■ Task
Repeat exactly the opening lines of the records, ending with the line that contains "- Bootstrap and".

■ Input data

◇ ◇ ◇ ◇

PR #220, opened 2022-02-08
Isolate the map component

slietar:
Main changes:

- The whole map component is in a shadow root, with the options modal as a child of the root.
- Bootstrap and Chemiscope's CSS are loaded using constructed style sheets, loaded using a Webpack resource query `?sheet` and [polyfilled](https://github.com/calebdwilliams/construct-style-sheets) on browsers that don't support it (i.e. all except Blink browsers).
- Other CSS files are loaded normally using ES6 imports.
- Plotly's `<style>` elements are removed from the `<head>` and transformed into a constructed style sheet adopted by the corresponding shadow root.
- Bootstrap's collapse and modal logic is rewritten, but still uses Bootstrap's classes (e.g. .modal) and attributes (e.g. data-bs-target).

Questions/tasks that remain:

- Should the polyfill be added on the package or the app? I think in the package is ok since it's quite small (5 kB), perfectly replicates the spec and wouldn't cause problems if included twice.
- Adding `dom.iterable` to `compilerOptions.lib` in the typescript config would avoid useless `Array.from()` calls in `for (let el of Array.from(document.querySelectorAll(...))) { ... }`. Is there any argument against this?
- Move Bootstrap replacement files in a specific directory, something like `components`? I think the name components would be better for referring to map and structure, so feel free to propose something else.
- It would be nice for the user to be able to create a map not only by providing an element but also by receiving one. This would allow embedding in tools such as [Observable](https://observablehq.com/) where the user can return an element at the end of a code block to be displayed. For example we could give the shadow root's host as `map.element` instead of asking for its parent in the map's constructor.
- I have opened an issue regarding Plotly's bug: plotly/plotly.js#6108. In the meantime I have created a hack that intercepts mousedown and mouseup events to fix the issue ~(not in the PR yet)~.
- ~I need to update the tests as well.~

Let me know what you think.

### DIFF
--- a/src/collapse.ts
+++ b/src/collapse.ts
@@ -90,8 +90,8 @@ export default class Collapse {
      */
     static initialize(root: HTMLElement = document.body) {
         // eslint-disable-next-line @typescript-eslint/no-unnecessary-type-assertion
-        for (const el of Array.from(root.querySelectorAll('[data-bs-toggle]')) as HTMLElement[]) {
-            if ('bsTarget' in el.dataset) {
+        for (const el of root.querySelectorAll('[data-bs-toggle]')) {
+            if (el instanceof HTMLElement && 'bsTarget' in el.dataset) {
                 const target: HTMLElement | null = root.querySelector(
                     (el.dataset as { bsTarget: string }).bsTarget
                 );
--- a/src/collapse.ts
+++ b/src/collapse.ts
@@ -1,0 +1,126 @@
+import assert from 'assert';
+
+/**
+ * Component for creating collapsible elements.
+ *
+ * Manipulated classes and styles are summarized here:
+ *  - Hidden:         .collapse
+ *  - Shown:          .collapse.show
+ *  - Hiding/showing: .collapsing, width/height
+ * The .collapse class should be present when calling the Collapse constructor.
+ * See [the Bootstrap docs](https://getbootstrap.com/docs/5.2/components/collapse/)
+ * for details.
+ */
+export default class Collapse {
+    private _horizontal: boolean;
+    private _property: 'width' | 'height';
+    private _visible: boolean = false;
+
+    /**
+     * Create a Collapse instance.
+     * @param _element The element to be made collapsible. It should have the
+     *  .collapse class.
+     */
+    constructor(private _element: HTMLElement) {
+        this._horizontal = this._element.classList.contains('horizontal');
+        this._property = this._horizontal ? 'width' : 'height';
+
+        this._element.addEventListener('transitionend', (event) => {
+            if (event.target === event.currentTarget && event.propertyName === this._property) {
+                this._element.classList.replace('collapsing', 'collapse');
+
+                if (this._visible) {
+                    this._element.classList.add('show');
+                    this._element.style.removeProperty(this._property);
+                }
+            }
+        });
+    }
+
+    hide() {
+        const size = this._element.getBoundingClientRect()[this._property];
+        this._element.style.setProperty(this._property, `${size}px`);
+
+        this._element.classList.replace('collapse', 'collapsing');
+        this._element.classList.remove('show');
+
+        // eslint-disable-next-line no-unused-expressions
+        this._element.offsetHeight;
+        this._element.style.removeProperty(this._property);
+
+        this._visible = false;
+    }
+
+    show() {
+        const scrollProperty = this._horizontal ? 'scrollWidth' : 'scrollHeight';
+
+        this._element.classList.replace('collapse', 'collapsing');
+        this._element.style.setProperty(this._property, '0');
+
+        const size = this._element[scrollProperty];
+        this._element.style.setProperty(this._property, `${size}px`);
+
+        this._visible = true;
+    }
+
+    toggle(value: boolean = !this._visible) {
+        if (value) {
+            this.show();
+        } else {
+            this.hide();
+        }
+    }
+
+    /**
+     * Set an element as a trigger for the collapsible element.
+     * @param el The element that should be set as a trigger.
+     */
+    addTrigger(el: HTMLElement) {
+        el.addEventListener('click', (event) => {
+            event.preventDefault();
+            this.toggle();
+        });
+    }
+
+    /**
+     * Scan the DOM for elements with the [data-bs-toggle] attribute to make
+     * them interactive with regards to this component.
+     *
+     * @param root The root element in which to scan.
+     */
+    static initialize(root: HTMLElement = document.body) {
+        // eslint-disable-next-line @typescript-eslint/no-unnecessary-type-assertion
+        for (const el of Array.from(root.querySelectorAll('[data-bs-toggle]')) as HTMLElement[]) {
+            if ('bsTarget' in el.dataset) {
+                const target: HTMLElement | null = root.querySelector(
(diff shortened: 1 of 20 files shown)


slietar:
The map component should now look good on both Jupyter Notebook and Jupyter Lab. A few changes I made:

- Jupyter Notebook has a `font-size` of 11px on `<html>` which causes all text to be very small as Bootstrap relies on rems. I overrode this rule and it didn't cause problems with Jupyter itself but theoretically could be unexpected to some other plugins.
- The updated Webpack configuration is not comatible with the Jupyter build process as it is not possible to override the rule for CSS files. Two possible solutions:
  - Use inline imports specifying the configuration, e.g. `!css-loader?exportType=css-style-sheet!bootstrap/dist/css/bootstrap.min.css';`. That's what I did for now.
  - Add another Webpack build process upstream.
- I moved modals to a separate shadow root in the body to fix z-index issues.

Luthaf:
> The map component should now look good on both Jupyter Notebook and Jupyter Lab.

Amazing news! 

> The updated Webpack configuration is not compatible with the Jupyter build process as it is not possible to override the rule for CSS files.

We already use somehow separate webpack configuration for the jupyter build (https://github.com/lab-cosmo/chemiscope/blob/5d73aff6ed78a2fa3796dfcec88683edb31a481e/python/webpack.config.labextension.ts and https://github.com/lab-cosmo/chemiscope/blob/5d73aff6ed78a2fa3796dfcec88683edb31a481e/python/webpack.config.nbextension.ts in the jupyterlab support branch), so I think we can use custom webpack loader for css there as well (potentially renaming the file from `.css` to `.css.in` or something so that the default rules don't match). I already do this for `.html` files in these custom config.

slietar:
Indeed, I encountered an error with the default rules. Renaming input files would work, but how would you deal with CSS files that belong to dependencies such as Bootstrap, as in `bootstrap/dist/css/bootstrap.min.css`? Copy them as `.css.in` beforehand?

Another solution would be to import (using inline loader options) and re-export all CSS in a single file, something like that:

```js
import bootstrap from '!css-loader?exportType=css-style-sheet!bootstrap/dist/css/bootstrap.min.css';

export { bootstrap };
```

This way we keep all the weird imports in the same place.

Luthaf:
Yes, inline loader might be the best solution here, with a nice comment to not have people too confused when looking at it.

slietar:
The PR should be ready to be merged, although I'm not sure what that failed Python test is about.

Luthaf:
I just fixed the tox4 issue in #232, could you rebase this PR on top of master to make sure tests are fixed in this PR as well?

slietar:
It should be okay now!

src/collapse.ts
```diff
@@ -0,0 +1,95 @@
+import assert from 'assert';
+
+export default class Collapse {
```
Luthaf, line 3: This class needs some documentation: what is it doing, & the fact that it was adapted (copied?) from bootstrap

src/collapse.ts
```diff
@@ -0,0 +1,95 @@
...
+
+                if (target) {
+                    getCollapse(target).addTrigger(el);
+                }
+            }
+        }
+    }
+}
+
+const map = new WeakMap<HTMLElement, Collapse>();
```
Luthaf, line 81: could you explain why a weak map is required here? and what the function below does/why it is required?

src/map/options.ts
```diff
@@ -154,12 +157,15 @@ export class MapOptions extends OptionsGroup {
...
         root.appendChild(this._openModal);
-        document.body.appendChild(this._modal);
 
         this._bind(properties);
         this.applySettings(settings);
     }
 
+    public getById<T extends HTMLElement = HTMLElement>(id: string): T {
+        return this._modal.shadow.getElementById(id) as T;
+    }
```
Luthaf, line 167: The previous implementation of `getById` also checked if the returned element is not `null`, which caught a few bugs in, the past. 

It also takes the root in which to search the element as a second argument, so you could implement this function using `getById(this.getId(id), this._modal.shadow)` where needed.

Since the function is only looking inside the modal, how about calling it `getModalElement` or something similar? And we can also merge this function with `getId`.

src/map/plotly/fix-plot.ts
```diff
@@ -0,0 +1,107 @@
+import { PlotlyScatterElement } from './plotly-scatter';
+
+export default function fixPlot(plot: PlotlyScatterElement) {
```
Luthaf, line 3: Please add a comment explaining what is the issue and why this function is required, ideally linking to the plotly issue

src/modal.ts
```diff
@@ -0,0 +1,113 @@
+export default class Modal {
```
Luthaf, line 1: Same as Collapse, this should have a short explanation of the code, what it is doing and where it comes from

src/structure/widget.ts
```diff
@@ -239,9 +239,9 @@ export class MoleculeViewer {
         this._root.addEventListener(
             'wheel',
             (event) => {
-                // Avoid an infinite loop by only intercepting the original event
-                // and not synthetic ones.
-                if (event instanceof WheelEvent) {
+                // Avoid an infinite loop by only intercepting the original
+                // (= trusted) event and not synthetic ones.
+                if (event.isTrusted) {
```
Luthaf, line 244: nice!

Luthaf (commented):
Looks really good overall! I'd like to see some more documentation on some tricky parts of the code before merging

src/map/options.ts
slietar: Yes I agree it's better to use the global `getByID` method which I actually had updated to work with shadow roots (although I'm a little skeptical to the idea of using the second argument when not looking inside a shadow root, given that ids are unique).

I also ended up removing all guids in this file so there is no more need for `getId()`.

slietar:
Thanks for the feedback, I have added comments as you suggested. Let me know if you'd like to see other changes.

src/collapse.ts
slietar: The point of `getCollapse()` is to access existing `Collapse` instances without the reference to that instance but instead one to the corresponding element.

```js
// Initially
let collapse = getCollapse(element);

// Later (same collapse)
let collapse = getCollapse(element);

// Removing the element
element.remove(); // -> `collapse` will eventually be garbage-collected as the WeakMap does not count as a reference
```

Setting `element.collapse = new Collapse()` works fine, but pollutes the element object (using symbols would be an alternative though).

slietar: Also `getFromMap()` underneath is just a way of generalizing this solution to any key and value given a `WeakMap` and a function to generate new values when missing from the map.

src/map/options.ts
Luthaf: > although I'm a little skeptical to the idea of using the second argument when not looking inside a shadow root, given that ids are unique

The use case for this is that the element might not be inserted in the document yet, which is the case when creating a new jupyter widget

src/collapse.ts
Luthaf: ok, that sounds good!

Luthaf (approved):
This is good to go!

src/map/options.ts
slietar: Ok this makes sense indeed!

◇ ◇ ◇ ◇

■ Solution
PR #220, opened 2022-02-08
Isolate the map component

slietar:
Main changes:

- The whole map component is in a shadow root, with the options modal as a child of the root.
- Bootstrap and Chemiscope's CSS are loaded using constructed style sheets, loaded using a Webpack resource query `?sheet` and [polyfilled](https://github.com/calebdwilliams/construct-style-sheets) on browsers that don't support it (i.e. all except Blink browsers).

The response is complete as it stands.